Issue #677, opened 2020-05-11
[onert] Write a draft for removing input/output tensor copy


wateret:
Now each backend has its own memory manager and always need to copy for model inputs/outputs.

Let's support external tensor and avoid copying if possible.

- Let the backend have external tensor
- Sourcing/Sinking at the beginning of execution are removed
- Add Permute operation if necessary (between input tensor from user and runtime internal)

As-is:

![image](https://user-images.githubusercontent.com/10582184/81561279-ece17a00-93cd-11ea-96dc-11cb697e71cc.png)

To-be:

Two cases, permute needed, uneeded.

As Sourcing/Sinking in the execution is removed, everything is expressed explicitly in Graph IR.

![image](https://user-images.githubusercontent.com/10582184/81636787-ad5b7200-944f-11ea-87e7-efa376d72ab5.png)

wateret:
Done in #1325. Let's get them merged.

PR #3102, opened 2020-07-14
[onert] Manage UserTensor in controlflow backend

wateret:
Not only `cpu_common::UserTensor`, `UserTensor` is supported in
controlflow backend. As a workaround, two tensor registries are exist
for both types of tensors.

- Introduce `ITensorRegistry::getManagedITensor`
- Introduce `controlflow::DynamicTensorManager`
    - Bascially a copy of `cpu_common::DynamicTensorManager`
    - `UserTensor` handling is added

Draft PR : #2835

### DIFF
--- a/runtime/onert/core/include/backend/ITensorRegistry.h
+++ b/runtime/onert/core/include/backend/ITensorRegistry.h
@@ -17,6 +17,8 @@
 #ifndef __ONERT_BACKEND_ITENSOR_REGISTRY__
 #define __ONERT_BACKEND_ITENSOR_REGISTRY__
 
+#include <memory>
+
 #include "ir/Index.h"
 #include "backend/ITensor.h"
 
@@ -33,10 +35,17 @@ struct ITensorRegistry
   virtual ~ITensorRegistry() = default;
 
   /**
-   * @brief Returns pointer of ITensor
+   * @brief Returns pointer of ITensor among managed and external tensors
    * @note  Return tensor cannot be used longer than dynamic tensor manager
    */
   virtual std::shared_ptr<ITensor> getITensor(const ir::OperandIndex &) = 0;
+  /**
+   * @brief Returns pointer of ITensor among managed tensors
+   *
+   * Unlike @c getITensor , this function only searches from managed tensors
+   * @note  Return tensor cannot be used longer than dynamic tensor manager
+   */
+  virtual std::shared_ptr<ITensor> getManagedITensor(const ir::OperandIndex &) = 0;
 };
 
 } // namespace backend
@@ -67,6 +76,11 @@ public:
     auto external_tensor = _external.find(ind);
     if (external_tensor != _external.end())
       return external_tensor->second;
+    return getManagedTensor(ind);
+  }
+
+  std::shared_ptr<ITensor> getManagedITensor(const ir::OperandIndex &ind) override
+  {
     return getManagedTensor(ind);
   }
 
--- a/runtime/onert/core/src/backend/controlflow/Backend.h
+++ b/runtime/onert/core/src/backend/controlflow/Backend.h
@@ -66,7 +66,7 @@ public:
     auto tb = std::make_shared<TensorBuilder>();
     context->tensor_builder = tb;
     context->constant_initializer = std::make_shared<ConstantInitializer>(operands, tb);
-    context->kernel_gen = std::make_shared<KernelGenerator>(graph);
+    context->kernel_gen = std::make_shared<KernelGenerator>(graph, tb);
     context->tensor_register = nullptr;
     context->optimizer = nullptr;
     return context;
--- a/runtime/onert/core/src/backend/controlflow/DynamicTensorManager.cc
+++ b/runtime/onert/core/src/backend/controlflow/DynamicTensorManager.cc
@@ -1,0 +1,154 @@
+/*
+ * Copyright (c) 2020 Samsung Electronics Co., Ltd. All Rights Reserved
+ *
+ * Licensed under the Apache License, Version 2.0 (the "License");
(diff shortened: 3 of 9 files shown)


wateret:
@ragmani @hyunsik-yoon PTAL :)

runtime/onert/core/include/backend/ITensorRegistry.h
```diff
@@ -33,10 +35,17 @@ struct ITensorRegistry
   virtual ~ITensorRegistry() = default;
 
   /**
-   * @brief Returns pointer of ITensor
+   * @brief Returns pointer of ITensor among managed and external tensors
```
ragmani, line 38: does this `external tensors` mean `External Tensor` in #3119?

wateret: No. More precisely, it is "portable tensors that are from other backends".

hyunsik-yoon:
1. I am not sure of background of `UserTensor`. `UserTensor` seems to be input tensors and output tensors of a graph. Could you explain the relation of input&output tensors of a graph and `UserTensor` of control flow backend?

2. Also I am not sure about the intention behind introducing dynamic tensor manger of control flow. Could you explain?

wateret:
> 1. I am not sure of background of `UserTensor`. `UserTensor` seems to be input tensors and output tensors of a graph. Could you explain the relation of input&output tensors of a graph and `UserTensor` of control flow backend?

1. What I'm doing is: Remove Source/Sink(copying from/to user buffers to/from backend's tensors when starting/ending execution) and make it present in the graph(a permute operation)
2. In the second figure from https://github.com/Samsung/ONE/issues/677#issue-615846767, USER OPERAND 0 and 1 is going to be part of the graph IR
3. So, in order to express users' buffer as a `ITensor`, `UserTensor` is introduced

> 2. Also I am not sure about the intention behind introducing dynamic tensor manger of control flow. Could you explain?

This is not necessarily relevant to my commit as it has been used before this commit(it uses `cpu_common::DynamicTensorManager` before this commit). Anyway I'm going to explain:

- Control flow backend also creates `cpu_common::Tensor`s to handle IF and WHILE ops. And I/O tensors for those operations could be dynamic
- `UserTensor`'s shape and buffer could change by `nnfw_set_input_tensorinfo()`

wateret:
Please understand this has some workarounds. Otherwise this work is hard to proceed. I rebased 2-3 times for this work already, so now I would like to keep some workarounds and merge this quickly then fix. 😃

hyunsik-yoon:
Thanks for the explanation.

In case of the following graph (https://github.com/Samsung/ONE/issues/677#issue-615846767) where there is no control flow ops,
```
#0 = placeholder
#1 = relu(#0)
```
is control flow backend involved in removing copy?

Well, basically my curiosity was... 'do we need control flow backend even though there is no control flow op?`. :-)

After writing the above question... I kinda remember some offline discussion where control flow backend can do more than processing "control flow op". Is this PR the case?

wateret:
> After writing the above question... I kinda remember some offline discussion where control flow backend can do more than processing "control flow op". Is this PR the case?

You're right. I needed a backend to express model in/outputs. Rather than introducing another one, I decided to use "controlflow" backend. If the name looks misleading, we may change the name later. (I'm thinking "builtin" backend)

wateret:
Please note that #2835 does not remove copies, it just changes the way of handling model's IO tensors to be present in Graph IR, just same as other tensors.

i.e. "Treat inputs/outputs specially, and copy inputs/outputs on start/end of the execution" → "Treat inputs/outputs as a tensor then insert Permute operation if needed, just like other tensors"

After doing this, model IO tensors are just same as other tensors, then we can have possibilities to optimize for some cases(do not insert Permute between backends that use portable tensors). And this applies to the same with non-IO tensors which means that there will be no Permute between those backends.

### Before #2835

There is no user-given buffers. copying inputs/outputs is done by `Executor::execute()`, before/after run.

Screen Shot 2020-07-15 at 9 18 44 PM

### Apply #2835

Those 3 controlflow tensors are the tensors with user-given buffers. Now we can see user's buffer. And now that they are in Graph, we can further optimize!

Screen Shot 2020-07-15 at 9 20 40 PM

hyunsik-yoon:
Thanks for the deep explanation! :+1: :heart: 

We should rename "control flow backend" someday... 
The name is really misleading readers. :-) 
(e.g., at first glance I thought, "is UserTensor for the input and output of while/if op?" :-P )

runtime/onert/core/include/backend/ITensorRegistry.h
hyunsik-yoon: When I first read this comment, I also thought that `ExternalTensor` in #3119. :-P 
Maybe we need different term since #3119 obtained copyright(?) of external tensor. :-)

ragmani: For different term, I have another question. What does `managed` mean?

wateret:
@hyunsik-yoon @ragmani PTAL :)

hyunsik-yoon:
There are some threads under https://github.com/Samsung/ONE/pull/3102#pullrequestreview-448749329 :-)

runtime/onert/core/include/backend/ITensorRegistry.h
wateret: - Managed : All tensors that the backend directly created
- External : Tensors(portable) that are created by other backends
- Managed ∪ External : All tensors that are accessible from the backend

Sometimes we need to check if a tensor is managed or external.

ragmani: I have no idea. "native" and "immigrant"?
------------------------
■ Task to complete ■
All lines in the data above from the one with "[onert] Write a" through the one with "PR #3102, opened 2020-07-14" must be repeated exactly, and no others.

■ Response for this exercise ■
[onert] Write a draft for removing input/output tensor copy


wateret:
Now each backend has its own memory manager and always need to copy for model inputs/outputs.

Let's support external tensor and avoid copying if possible.

- Let the backend have external tensor
- Sourcing/Sinking at the beginning of execution are removed
- Add Permute operation if necessary (between input tensor from user and runtime internal)

As-is:

![image](https://user-images.githubusercontent.com/10582184/81561279-ece17a00-93cd-11ea-96dc-11cb697e71cc.png)

To-be:

Two cases, permute needed, uneeded.

As Sourcing/Sinking in the execution is removed, everything is expressed explicitly in Graph IR.

![image](https://user-images.githubusercontent.com/10582184/81636787-ad5b7200-944f-11ea-87e7-efa376d72ab5.png)

wateret:
Done in #1325. Let's get them merged.

PR #3102, opened 2020-07-14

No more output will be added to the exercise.